Thursday, 9 April 2015

Lump in epigastrium


57 years old male chronic alcoholic for last 30 years presented with c/o pain abdomen, vomiting for last 20 days. Pain abdomen was constant dull aching mainly in epigastric region. Vomiting used to occur just after intake of meal and it did not contain altered or fresh blood. He also had 1 episode of melena 15 days back. Similar type of abdominal pain was present 1 year back for which he required hospitalisation for 4 days. On examination there was pallor, palpable diffuse lump in the epigastrium. There was no lymphadenopathy, icterus, cyanosis, hepatosplenomegaly. On evaluation he was found to have anemia (Hb-7.2), large pseudocyst (22 cms by 10 cms) in pancreas compressing the stomach from posterior side as seen in UGI endoscopy. There was also a duodenal ulcer in D1. A diagnosis of acute on chronic pancreatitis complicated by pseudocyst formation, etiology being alcohol, was made. For duodenal ulcer he we started on proton pump inhibitors in double strength. He also received i/v fluids, analgesics and anti-emetics. Liver function and renal function tests were normal.

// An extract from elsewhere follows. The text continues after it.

PR #565, opened 2020-11-06
a possible solution for pr32838.ll crash

aqjune:
Transforms/NewGVN/pr32838.ll crashes when building a dominator tree, and the reason is really interesting.

IIUC, in DomTree, a parent DomTreeNode's order should be larger than the child's order (note that the entry's order is the maximum).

CECT abdomen showed hyperdense content in the pancreatic pseudocyst causing cyst in cyst appearance so possibility of pseudoaneurysmal bleed was kept, but CT angiogram did not reveal any sign of pseudoaneurysm. He received 3 units of blood transfusion in the hospital following which his haemoglobin raised from 7.2 to 9.7. Then cystogastrostomy was done for the drainage of large cyst which was eminent to rupture. Patient recovered uneventfully thereafter.

TAKE HOME MESSAGE-
1.  Most common cause of acute pancreatitis is Gall stone and of chronic pancreatitis is alcohol.
2.  Incidence of pseudocyst in acute pancreatitis varies from 5% to 20%.
3.  Pseudoaneurysm formation and subsequent rupture is one of the fearsome complication.
4.  Endoscopic drainage is effective method of management of pancreatic pseudocyst. Most commonly used technique is gastrocystostomy which is performed endoscopically.